The three flocking agents in FLOCK-SPAT each carry one of the algorithmic outputs of PROLIF, SMEARZ or THINNR. One benefit of utilizing a flocking algorithm to control the spatialization of sounds is that the separation force prevents sound events from clotting particular regions of a virtual space, and instead lends toward spatially differentiated sound streams.
There are several additional strategies implemented in FLOCK-SPAT that either improve the perceptual force of the spatial movement by means of the nature of the sonic material, or contribute to ease of performance: (a) register-based speed dispositions, (b) amplitude-based individual speeds, (c) a non-linear relationship between the MIGRATION-RATE fader position and flocking behavior, and (d) a quasiperiodic “breeze” function.

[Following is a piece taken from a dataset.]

PR #561, opened 2024-10-16
feat(core): enable update registration policy after agent init

Archento:
## Proposed Changes

This addresses an issue where you'll want to set the registration policy manually but were not able (or rather it was difficult) do so because of the missing agent information that you'll only get after initialising an agent.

Fig. 24 Eight successive, numbered time steps (each represented by a triangle, showing agent position and orientation at that time step) in the evolution of three hypothetical agent flight paths (represented by dotted lines). Register-based speed dispositions are depicted with relative agent sizes: the larger the agent, the lower the sonic material, and the slower the speed of movement. Note how the smallest, highest agent is able to traverse a longer flight path in eight time units than the two lower voices, because it is travelling at a higher speed. Amplitude-based individual speeds are depicted with triangle shading: the darker the agent at any time step, the louder the agent is, and the more distance is traversed until the next time point/event
a. Register-based speed dispositions: the three agents generated by the algorithm are not identical in behavior. Because the algorithmic outputs are ordered in low, medium and high frequency ranges, each necessarily produces low, medium or high sounds. These frequency ranges correspond with relative agent speeds. For instance, the agent assigned to carry low frequencies has a low maximum speed, while the agent assigned to carry high frequencies has a high maximum speed (see Fig. 24).
b. Amplitude-based individual speeds: all of the flocking agents respond to the sonic material they are carrying by changing their speed in proportion to the amplitude of that sonic material. Loud sounds move faster, and quiet sounds move slower (see Fig. 24).
Fig. 25. Diagram depicting the relationship of the MIGRATION-RATE fader position to three FLOCK-SPAT parameters.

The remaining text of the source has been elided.